O clarão de fé que incomoda o poder

A Fábrica de Esperança completa seu primeiro aniversário sob as trevas da difamação

Por Marcelo Dutra

Carlos Fernandes
A Fábrica de Esperança foi idealizado pelo Rev. Caio Fábio

No meio do quadro sombrio de violência e miséria que vem sendo pintado da cidade do Rio de Janeiro, um facho de luz se sobressai, acenando com a perspectiva de recuperação dos princípios de dignidade, tal como as cidades-refúgios dos tempos do Velho Testamento. Um dos mais ousados projetos sociais da América Latina passou a significar uma expressiva diferença na qualidade de vida de 180 mil habitantes do complexo de Acari, Zona Oeste do Rio de Janeiro, que está entre os cinco maiores bolsões de violência e miséria do mundo. Debaixo de calúnias dos governantes do Rio, a Fábrica de Esperança festeja seu primeiro aniversário no dia 17 de dezembro, prestando serviços através de 17 projetos comunitários que beneficiam cerca de 200 pessoas por mês com atendimento médico, odontológico e jurídico, sem falar nos diversos cursos profissionalizantes. O sonho de cidadania, que parecia impossível, vira realidade, levando ao pé da letra a afirmação do apóstolo Paulo de que "agora permanecem a fé, a esperança e o amor" (1 Coríntios 13:13).
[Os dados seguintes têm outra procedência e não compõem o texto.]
PR #3115, opened 2022-03-08
DPDK: Fix core dump while generating bfrt json for PNA programs with action selector

usha1830:
This PR fixes bfrt json generation for PNA programs using action selector table implementation.

Since PNA is derived from PSA and shares and supports all the externs that PSA supports, we create a common P4RuntimeArchHandler class for PSA and PNA and then derive PSA and PSA from the common class. This common class is a template class and PSA and PNA specializes it based on the template parameter "Arch". Earlier implementation was using the


mbudiu-vmw (approved):

usha1830:
Thanks @mbudiu-vmw . Could you please merge this?

PR #3116, opened 2022-03-08
Print the current node type name when checkedTo fails

fruffy:
This way one can immediately see the actual type of the node.


mbudiu-vmw (approved):
I would rephrase "x with type y is not a z"

PR #3117, opened 2022-03-09
from1.0: fix signed register type

vhavel:
Signed p4_14 Register is currently incorrectly translated into unsigned p4_16 Register due to missing signedness handling.


mbudiu-vmw (approved):

mbudiu-vmw:
Can you add a test too?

Para o idealizador da Fábrica de Esperança, reverendo Caio Fábio D'Araújo Filho, 40 anos, que sempre bifurcou seu ministério em evangelização e ação social, é difícil falar de Deus a quem não tem acesso a coisas básicas, como três refeições diárias. "Como pregar o Evangelho para um sujeito que não consegue raciocinar direito e está no limite da resistência humana? É preciso que esta pessoa veja o amor de Deus na prática; só então vamos poder falar de graça e misericórdia", argumenta. Com este propósito, o reverendo fundou a organização não-governamental Vinde (Visão Nacional de Evangelização) que, após 15 anos de atividades, adquiriu maturidade para encarar o desafio de aceitar a oferta dos empresários paulistas Alípio Gusmão e Salo Seibel, proprietários da antiga Formiplac. Os sócios - um presbiteriano e outro judeu - consideraram inviável a retomada das atividades da fábrica após um incêndio que destruiu a quase totalidade das instalações, em 1992.

Carlos Fernandes
A Fábrica de Esperança recebe investimentos
de Viviane Senna (acima) para escola de
informática (abaixo)

PARCERIAS - Foi então que surgiu a idéia de transformar os 55 mil metros quadrados da Formiplac num manancial de bênçãos para os habitantes das 16 favelas que formam o complexo de Acari, região geograficamente exduída dos benefícios sociais, na definição do jornalista Zuenir Ventura em seu livro Cidade Partida. O primeiro obstáculo a nublar o sonho do reverendo Caio Fábio foi a falta de dinheiro. A Vinde, que é mantida por doações voluntárias, não poderia bancar sozinha um projeto daquelas proporções. A solução foi partir para o sistema de parcerias.

Carlos Fernandes

A Xerox do Brasil foi a primeira empresa privada a assinar contratos com a Fábrica, investindo em escolas de treinamento técnico e oficinas profissionalizantes. Recentemente, inaugurou um projeto orçado em 60 mil dólares para treinar e capacitar adolescentes e adultos no desmonte e recuperação de máquinas copiadoras. O Instituto Ayrton Senna investirá, nos próximos três anos, cerca de 210 mil dólares na escola de informática. Atualmente funcionam três laboratórios de informática com cerca de 560 alunos. Para Viviane Senna, presidente do Instituto Ayrton Senna e irmã do piloto brasileiro morto em maio do ano passado, estes cursos são importantes porque dão oportunidade de trabalho aos adolescentes que só seriam engraxates, catadores de papel, camelôs ou até mesmo aviões do tráfico.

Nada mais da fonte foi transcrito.